Monday, July 27, 2009

The Human Detour

Have you ever noticed how you may be headed in one direction but something happens to push you in a different direction, one you never expected or anticipated? It happens to all of us, I would venture to say, some of us more than once. With my son, Christopher, I experience small detours every day. Life is often lived at 90-degree angles with Christopher, who will suddenly and abruptly change the direction of a conversation without warning.

Tonight, a few minutes before 9:00, I informed Christopher that he needed to get ready for bed. After a moment or two, he left, only to return five minutes or so later to inform me that he was going to brush his teeth. What he did during the five or so minutes he was gone, I'm not even sure he knows. I do know that if anyone ever figures out a way to save "rollover" minutes in life the way a certain cellular phone company does, Christopher will be set into the next life.

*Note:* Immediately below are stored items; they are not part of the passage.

PR #796, opened 2020-05-25
[WIP] show diff when mr is created

lethliel:
As in do_submitrequest show the diff also when do_maintenancerequest is called.

This needs more work.

### DIFF
--- a/osc/commandline.py
+++ b/osc/commandline.py
@@ -3291,7 +3291,27 @@ Please submit there instead, or use --nodevelproject to force direct submission.
             print('Using target project \'%s\'%s' % (target_project, release_in))
 
         if not opts.message:
-            opts.message = edit_message()
+            try:
+                rdiff = b'old: %s/%s\nnew: %s/%s\n' % (target_project.encode(), source_package.encode(), release_project.encode(), source_package.encode())
+                rdiff += server_diff(apiurl,
+                                release_project, source_package, None,
+                                source_project, source_package, None, True)
+            except:
+                rdiff = b''
+            if rdiff is not None:
+                rdiff = decode_it(rdiff)
+            difflines = []
+            doappend = False
+            changes_re = re.compile(r'^--- .*\.changes ')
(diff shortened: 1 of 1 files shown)


lethliel:
@marcus-h: This is for discussion.

marcus-h:
On 2020-05-25 11:49:46 -0700, Marco Strigl wrote:
> index 782d2308..54dbdb06 100644
> --- a/osc/commandline.py
> +++ b/osc/commandline.py
> @@ -3291,7 +3291,27 @@ def do_maintenancerequest(self, subcmd, opts, *args):
>              print('Using target project \'%s\'%s' % (target_project, release_in))
>
>          if not opts.message:
> -            opts.message = edit_message()
> +            try:
> +                rdiff = b'old: %s/%s\nnew: %s/%s\n' % (target_project.encode(), source_package.encode(), release_project.encode(), source_package.encode())
> +                rdiff += server_diff(apiurl,
> +                                release_project, source_package, None,
> +                                source_project, source_package, None, True)

Hmm we do not have necessarily have a single source source (source_package is
not defined). This should probably be wrapped in a for-loop that iterates over
source_packages.

> +            except:
> +                rdiff = b''
> +            if rdiff is not None:
> +                rdiff = decode_it(rdiff)

rdiff is never None (and we should always decode_it (see below)).

> +            difflines = []
> +            doappend = False
> +            changes_re = re.compile(r'^--- .*\.changes ')
> +            for line in rdiff.split('\n'):

rdiff might be a bytes instance (see above).

> +                if line.startswith('--- '):
> +                    if changes_re.match(line):
> +                        doappend = True
> +                    else:
> +                        doappend = False
> +                if doappend:
> +                    difflines.append(line)
> +            opts.message = edit_message(footer=rdiff, template='\n'.join(parse_diff_for_commit_message('\n'.join(difflines))))
>

This duplicates some code from do_submitrequest - maybe we can refactor the
common code into a new method (in commandline.py?).

What do you think?

dmach:

PR #797, opened 2020-05-27
fix security issue (bsc#1122675) no / in filename

lethliel:
This checks if the filename of a downloaded file has
been modified (for example by a MITM attack) to contain
slashes. This could mean that the file is compromised
and that the attacker tries to overwrite system files.


lethliel:
already discussed with @marcus-h on IRC.

PR #453, opened 2015-09-04
init commit of interoute oem build

xied75:
Dear Team, I believe this PR plus https://github.com/coreos/coreos-overlay/pull/1511 should pretty much get things going?

Best,

Dong


marineam:
Since it isn't obvious from the PR, what is the difference between this ovf template and our existing template?

xied75:
Our vmx version is 8, the existing one is 7; also we use e1000 and scsi etc. I thought to reuse the existing one and do some sed replacement, but then I feel it's equally mess. Besides it's a bit risky to depends on something 'external' in that someone else might later modify the stock ovf file and break our image, given our hypervisor could be 'stable' over a long time. :)

marineam:
LGTM, will merge after the overlay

Christopher left again. To the untrained observer, it would appear he went to brush his teeth, just as he said. As his father, I knew better. Ten minutes passed. Teresa opened the bathroom door to discover him simply standing there. I sat down on our bedroom floor to play with our dog and settled in for the long haul.

Another five or ten minutes passed, during which time Christopher presumably did brush his teeth. He walked into our bedroom and announced to the world, "I found a penny on the bus," to which I replied, "Yes, but can you find your pajamas?" Because, at this point, Christopher, clean teeth and all, was still fully dressed.

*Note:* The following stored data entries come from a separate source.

PR #455, opened 2015-09-06
create-basic-configdrive: use genisoimage (replaces mkisofs on jessie), force user to specify token/discovery url

jeremy-clerc:
Hello,

I have discovered two problem while going through: https://coreos.com/os/docs/latest/booting-on-virtualbox.html

At some point I have to use create-basic-configdrive

1. I am running debian jessie, mkisofs has been replaced by genisoimage
2. The doc should be updated but to avoid errors, if no token or discovery url is specified, it should fail to generate the iso, else etcd will fail to start.

This pull request fixes these problem.

Thanks

### DIFF
--- a/contrib/create-basic-configdrive
+++ b/contrib/create-basic-configdrive
@@ -69,8 +69,12 @@ if [ $(id -u) -eq 0 ]; then
 fi
 
 # mkisofs tool check
-if ! which mkisofs &>/dev/null; then
-    echo "$0: mkisofs tool is required to create image." >&2
+if which mkisofs &>/dev/null; then
+    MKISOFS="mkisofs"
+elif which genisoimage &>/dev/null; then
+    MKISOFS="genisoimage"
+else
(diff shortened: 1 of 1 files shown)


contrib/create-basic-configdrive
```diff
@@ -115,10 +119,9 @@ fi
 
 if [ ! -z "$TOKEN" ]; then
     ETCD_DISCOVERY="${DEFAULT_ETCD_DISCOVERY//TOKEN/$TOKEN}"
-fi
-
-if [ -z "$ETCD_DISCOVERY" ]; then
-    ETCD_DISCOVERY=$DEFAULT_ETCD_DISCOVERY
+elif [ -z "$ETCD_DISCOVERY" ]; then
+    echo "$0: You need to specify a discovery token or a discovery URL." >&2
+    exit 1
```
mischief: it is not required, so please remove this

mischief:
really the script should be fixed to not include a discovery token if none was given.

PR #456, opened 2015-09-06
catalyst: re-enable ccache

marineam:
Now that ccache is turned on by default in the profile portage complains
a lot if ccache isn't actually installed, sleeping 5 seconds for each
error message. Since pkgcache is in use ccache isn't going to make that
much of a difference but getting rid of those 5 second sleeps will. :)


mischief:
lgtm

Tonight, it took Christopher roughly 20 minutes to get ready for bed and another five to actually get settled into bed. Tonight, he showed unusual speed. The week prior, there was one night it took Christopher almost 90-minutes to finally pronounce himself ready for bed.

I joke that Christopher has two speeds: slow and stop. Because of that, Teresa and I both suspect that he will have trouble in this hurry up and wait, hustle and bustle world in which we live.

Seeing Christopher's inability to do anything quickly has been frustrating to me more times than I can count. Tonight, though, I hit upon a thought that may make dealing with and accepting Christopher's lack of alacrity about anything a bit easier to accept. When we retire, Teresa and I hope to buy a motorhome to live in a travel around the country, and we are sometimes convinced that Christopher will have to accompany us on the road.

In the world of the full-time RVer, a world we one day hope to enter, time is much more relative. There are no schedules unless you choose to have them. You don't need to be somewhere on a certain day, by a certain time unless you choose to. In a sense, time is more of a choice.

In that world, life is lived more slowly. People take time to notice and appreciate their surroundings. Although there are fewer younger people in that world, it is one tailor-made for Christopher, for whom time is often fluid, aside from deadlines and schedules imposed and enforced on him by others.

Amongst full-time RVers, Christopher may well thrive, and it may be me who frustrates him. I can't wait.

1 comment:

Unknown said...

Ha~! our children can frustrate us so well, can't they?